(Available data Opens)

PR #90, opened 2022-08-30
VSL-98: Added success modal for sending tokens and NFTs

KsenijaZivkovic:
## Description

In this PR, after the transaction from Things to do is confirmed, in case of sending tokens or NFTs to an address, the success modal will pop up. In case of other types of transactions, this won't happen.
Removed ExampleNFT and added ZeedzINO contract, updated tests and transactions to work with this.

Note: Contracts will need to be redeployed to testnet

## Demo / Test Result

New collection can be added like this:
Screen Shot 2022-08-30 at 12 14 23 PM
Success confirmation for sending flow tokens (only flow token icon is implemented for now, we need to add svgs for other icons)
Screen Shot 2022-09-07 at 5 29 07 PM
Success confirmation for sending NFT
Screen Shot 2022-09-07 at 5 21 54 PM

`make test`


mannynotfound:
im getting this when sending a FLOW token from treasury => wallet on testnet

image

KsenijaZivkovic:
> im getting this when sending a FLOW token from treasury => wallet on testnet
> 
> image

This happens because of this change inside contract:
`vaultID: self.recipientVault.borrow()!.getType().identifier,`
This contract needs to be redeployed to testnet in order to work the same like on localhost
Currently the vaultID is Capability<&AnyResource{A.9a0766d93b6608b7.FungibleToken.Receiver}> which doesn't give us a lot of information, and with the change to the contract this will be changed to: A.9a0766d93b6608b7.FlowToken.Vault

packages/client/src/constants/maps.js
```diff
@@ -16,6 +18,7 @@ export const COIN_TYPE_TO_META = {
     publicReceiverPath: { domain: "public", identifier: "flowTokenReceiver" },
     publicBalancePath: { domain: "public", identifier: "flowTokenBalance" },
     storageVaultPath: { domain: "storage", identifier: "flowTokenVault" },
+    icon: <FlowCoin />
```
linxiao-li, line 21: We should avoid adding component into the config file and opt in referring the icon with its path then dynamically import the icons where it's being used. I'm ok for leaving it as it is right now to get the rest of the work unblocked, I'll take a note for myself to refactor it later on [this ticket](https://linear.app/dappercollectives/issue/VSL-183)

packages/client/src/hooks/useSuccessMessage.js
```diff
@@ -0,0 +1,51 @@
+import { useEffect, useState } from "react";
+import { useModalContext } from "contexts";
+import { SuccessModal } from "modals";
+import { ASSET_TYPES } from "../constants/enums";
+
+export default function useSuccessMessage() {
```
linxiao-li, line 6: In order to avoid confusing this module with a generic success message modal, suggest renaming it to useTransactionSuccessMessage and TransactionSuccessModal,

packages/client/src/modals/SuccessModal.js
```diff
@@ -0,0 +1,138 @@
...
+
+    useEffect(() => {
+        if (type === ASSET_TYPES.NFT) {
+            const getImageURL = async () => {
+                const result = await getNFTReference(data.recipientAddr, data.nftID);
+                setImageURI(result);
+            };
+            getImageURL().catch(console.error);
+        }
+    }, [type])
```
linxiao-li, line 23: any reason to leave out the dependency of data.recipientAddr and data.nftID?

packages/client/src/modals/SuccessModal.js
```diff
@@ -0,0 +1,138 @@
...
+
+    function getNFTName(collectionId) {
```
linxiao-li, line 25: Any reason for using functions instead of just returning the value?

packages/client/src/modals/SuccessModal.js
```diff
@@ -0,0 +1,138 @@
...
+            </div>
+
+            <div className="mt-4 p-5 success-modal-background">
+                <button className="button flex-1 is-info mb-1">
+                    Sent <ArrowUp className="ml-2 has-text-white" />
+                </button>
+                <div className="pl-4">
+                    {type === ASSET_TYPES.NFT &&
+                        <>
+                            <img className="columns is-vcentered is-multiline is-mobile mr-2 mt-2 success-modal-image" src={imageURI} />
```
linxiao-li, line 60: imageURI could be undefined, suggest conditional rendering this image checking imageURI first

packages/client/src/modals/SuccessModal.js
```diff
@@ -0,0 +1,138 @@
...
+            };
+            getImageURL().catch(console.error);
+        }
+    }, [type])
+
+    function getNFTName(collectionId) {
+        return collectionId.split(".")[2];
+    }
+
+    function getTokenName(vaultId) {
```
linxiao-li, line 29: we can group this part of the logic into a getTokenMeta util function and use it like this:
`const {name, icon} = getTokenMeta(vaultId)`

packages/client/src/hooks/useSuccessMessage.js
KsenijaZivkovic: Do we use a generic success modal?

packages/client/src/modals/SuccessModal.js
KsenijaZivkovic: It's more readable when it is defined as a function or const, what do you suggest is better for this case, to use it like this or like this
const getNFTName = (collectionId) => etc

packages/client/src/modals/SuccessModal.js
```diff
@@ -0,0 +1,138 @@
...
+            <div className="mt-4 p-5 success-modal-background">
+                <button className="button flex-1 is-info mb-1">
+                    Sent <ArrowUp className="ml-2 has-text-white" />
+                </button>
+                <div className="pl-4">
+                    {type === ASSET_TYPES.NFT &&
+                        <>
+                            <img className="columns is-vcentered is-multiline is-mobile mr-2 mt-2 success-modal-image" src={imageURI} />
+                            <span className="columns is-vcentered is-multiline is-mobile mr-2 is-size-2 is-family-monospace">
+                                #{data.nftID}
```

(Available data Closes)

### What this task involves
Each entry above must be retyped exactly.

### Exercise result
PR #90, opened 2022-08-30
VSL-98: Added success modal for sending tokens and NFTs

KsenijaZivkovic:
## Description

In this PR, after the transaction from Things to do is confirmed, in case of sending tokens or NFTs to an address, the success modal will pop up. In case of other types of transactions, this won't happen.
Removed ExampleNFT and added ZeedzINO contract, updated tests and transactions to work with this.

Note: Contracts will need to be redeployed to testnet

## Demo / Test Result

New collection can be added like this:
Screen Shot 2022-08-30 at 12 14 23 PM
Success confirmation for sending flow tokens (only flow token icon is implemented for now, we need to add svgs for other icons)
Screen Shot 2022-09-07 at 5 29 07 PM
Success confirmation for sending NFT
Screen Shot 2022-09-07 at 5 21 54 PM

`make test`


mannynotfound:
im getting this when sending a FLOW token from treasury => wallet on testnet

image

KsenijaZivkovic:
> im getting this when sending a FLOW token from treasury => wallet on testnet
> 
> image

This happens because of this change inside contract:
`vaultID: self.recipientVault.borrow()!.getType().identifier,`
This contract needs to be redeployed to testnet in order to work the same like on localhost
Currently the vaultID is Capability<&AnyResource{A.9a0766d93b6608b7.FungibleToken.Receiver}> which doesn't give us a lot of information, and with the change to the contract this will be changed to: A.9a0766d93b6608b7.FlowToken.Vault

packages/client/src/constants/maps.js
```diff
@@ -16,6 +18,7 @@ export const COIN_TYPE_TO_META = {
     publicReceiverPath: { domain: "public", identifier: "flowTokenReceiver" },
     publicBalancePath: { domain: "public", identifier: "flowTokenBalance" },
     storageVaultPath: { domain: "storage", identifier: "flowTokenVault" },
+    icon: <FlowCoin />
```
linxiao-li, line 21: We should avoid adding component into the config file and opt in referring the icon with its path then dynamically import the icons where it's being used. I'm ok for leaving it as it is right now to get the rest of the work unblocked, I'll take a note for myself to refactor it later on [this ticket](https://linear.app/dappercollectives/issue/VSL-183)

packages/client/src/hooks/useSuccessMessage.js
```diff
@@ -0,0 +1,51 @@
+import { useEffect, useState } from "react";
+import { useModalContext } from "contexts";
+import { SuccessModal } from "modals";
+import { ASSET_TYPES } from "../constants/enums";
+
+export default function useSuccessMessage() {
```
linxiao-li, line 6: In order to avoid confusing this module with a generic success message modal, suggest renaming it to useTransactionSuccessMessage and TransactionSuccessModal,

packages/client/src/modals/SuccessModal.js
```diff
@@ -0,0 +1,138 @@
...
+
+    useEffect(() => {
+        if (type === ASSET_TYPES.NFT) {
+            const getImageURL = async () => {
+                const result = await getNFTReference(data.recipientAddr, data.nftID);
+                setImageURI(result);
+            };
+            getImageURL().catch(console.error);
+        }
+    }, [type])
```
linxiao-li, line 23: any reason to leave out the dependency of data.recipientAddr and data.nftID?

packages/client/src/modals/SuccessModal.js
```diff
@@ -0,0 +1,138 @@
...
+
+    function getNFTName(collectionId) {
```
linxiao-li, line 25: Any reason for using functions instead of just returning the value?

packages/client/src/modals/SuccessModal.js
```diff
@@ -0,0 +1,138 @@
...
+            </div>
+
+            <div className="mt-4 p-5 success-modal-background">
+                <button className="button flex-1 is-info mb-1">
+                    Sent <ArrowUp className="ml-2 has-text-white" />
+                </button>
+                <div className="pl-4">
+                    {type === ASSET_TYPES.NFT &&
+                        <>
+                            <img className="columns is-vcentered is-multiline is-mobile mr-2 mt-2 success-modal-image" src={imageURI} />
```
linxiao-li, line 60: imageURI could be undefined, suggest conditional rendering this image checking imageURI first

packages/client/src/modals/SuccessModal.js
```diff
@@ -0,0 +1,138 @@
...
+            };
+            getImageURL().catch(console.error);
+        }
+    }, [type])
+
+    function getNFTName(collectionId) {
+        return collectionId.split(".")[2];
+    }
+
+    function getTokenName(vaultId) {
```
linxiao-li, line 29: we can group this part of the logic into a getTokenMeta util function and use it like this:
`const {name, icon} = getTokenMeta(vaultId)`

packages/client/src/hooks/useSuccessMessage.js
KsenijaZivkovic: Do we use a generic success modal?

packages/client/src/modals/SuccessModal.js
KsenijaZivkovic: It's more readable when it is defined as a function or const, what do you suggest is better for this case, to use it like this or like this
const getNFTName = (collectionId) => etc

packages/client/src/modals/SuccessModal.js
```diff
@@ -0,0 +1,138 @@
...
+            <div className="mt-4 p-5 success-modal-background">
+                <button className="button flex-1 is-info mb-1">
+                    Sent <ArrowUp className="ml-2 has-text-white" />
+                </button>
+                <div className="pl-4">
+                    {type === ASSET_TYPES.NFT &&
+                        <>
+                            <img className="columns is-vcentered is-multiline is-mobile mr-2 mt-2 success-modal-image" src={imageURI} />
+                            <span className="columns is-vcentered is-multiline is-mobile mr-2 is-size-2 is-family-monospace">
+                                #{data.nftID}
```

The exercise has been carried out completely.